**PROBLEM STATEMENT:** Make an exact transcription of the data below.

**DATASET CONTENT:**
PR #440, opened 2020-06-03
Mount the host file system in the engine

skitt:
... so that the engine container can use the host iptables.

### DIFF
--- a/pkg/controller/submariner/submariner_controller.go
+++ b/pkg/controller/submariner/submariner_controller.go
@@ -369,6 +369,9 @@ func newEnginePodTemplate(cr *submopv1a1.Submariner) corev1.PodTemplateSpec {
 					Image:           getImagePath(cr, engineImage),
 					Command:         []string{"submariner.sh"},
 					SecurityContext: &security_context_all_caps_privilaged,
+					VolumeMounts: []corev1.VolumeMount{
+						{Name: "host-slash", MountPath: "/host", ReadOnly: true},
+					},
 					Env: []corev1.EnvVar{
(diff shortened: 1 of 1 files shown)


sridhargaddam:
> ... so that the engine container can use the host iptables.

Just curious: With strongswan we did not have this requirement. Any idea what kind of iptable rules we are programming with Libreswan?

PS: Please ignore the failure in globanet job, its fixed via - https://github.com/submariner-io/shipyard/pull/201

> Signed-off-by: Stephen Kitt [skitt@redhat.com](mailto:skitt@redhat.com)

skitt:
> > ... so that the engine container can use the host iptables.
> 
> Just curious: With strongswan we did not have this requirement. Any idea what kind of iptable rules we are programming with Libreswan?

I don’t think we’re programming anything, but Libreswan checks for `iptables` when it starts, which produces a warning if the configured `iptables` don’t match the in-kernel tables. (Libreswan can use `iptables` for nflog devices, I think, but that’s it in terms of writing anything AFAICT; it uses it a lot in its diagnostic output, _e.g._ `ipsec barf`.)

sridhargaddam:
> > > ... so that the engine container can use the host iptables.
> > 
> > 
> > Just curious: With strongswan we did not have this requirement. Any idea what kind of iptable rules we are programming with Libreswan?
> 
> I don’t think we’re programming anything, but Libreswan checks for `iptables` when it starts, which produces a warning if the configured `iptables` don’t match the in-kernel tables. (Libreswan can use `iptables` for nflog devices, I think, but that’s it in terms of writing anything AFAICT; it uses it a lot in its diagnostic output, _e.g._ `ipsec barf`.)

Okay, thanks.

**ANSWER SECTION:**
PR #440, opened 2020-06-03
Mount the host file system in the engine

skitt:
... so that the engine container can use the host iptables.

### DIFF
--- a/pkg/controller/submariner/submariner_controller.go
+++ b/pkg/controller/submariner/submariner_controller.go
@@ -369,6 +369,9 @@ func newEnginePodTemplate(cr *submopv1a1.Submariner) corev1.PodTemplateSpec {
 					Image:           getImagePath(cr, engineImage),
 					Command:         []string{"submariner.sh"},
 					SecurityContext: &security_context_all_caps_privilaged,
+					VolumeMounts: []corev1.VolumeMount{
+						{Name: "host-slash", MountPath: "/host", ReadOnly: true},
+					},
 					Env: []corev1.EnvVar{
(diff shortened: 1 of 1 files shown)


sridhargaddam:
> ... so that the engine container can use the host iptables.

Just curious: With strongswan we did not have this requirement. Any idea what kind of iptable rules we are programming with Libreswan?

PS: Please ignore the failure in globanet job, its fixed via - https://github.com/submariner-io/shipyard/pull/201

> Signed-off-by: Stephen Kitt [skitt@redhat.com](mailto:skitt@redhat.com)

skitt:
> > ... so that the engine container can use the host iptables.
> 
> Just curious: With strongswan we did not have this requirement. Any idea what kind of iptable rules we are programming with Libreswan?

I don’t think we’re programming anything, but Libreswan checks for `iptables` when it starts, which produces a warning if the configured `iptables` don’t match the in-kernel tables. (Libreswan can use `iptables` for nflog devices, I think, but that’s it in terms of writing anything AFAICT; it uses it a lot in its diagnostic output, _e.g._ `ipsec barf`.)

sridhargaddam:
> > > ... so that the engine container can use the host iptables.
> > 
> > 
> > Just curious: With strongswan we did not have this requirement. Any idea what kind of iptable rules we are programming with Libreswan?
> 
> I don’t think we’re programming anything, but Libreswan checks for `iptables` when it starts, which produces a warning if the configured `iptables` don’t match the in-kernel tables. (Libreswan can use `iptables` for nflog devices, I think, but that’s it in terms of writing anything AFAICT; it uses it a lot in its diagnostic output, _e.g._ `ipsec barf`.)

Okay, thanks.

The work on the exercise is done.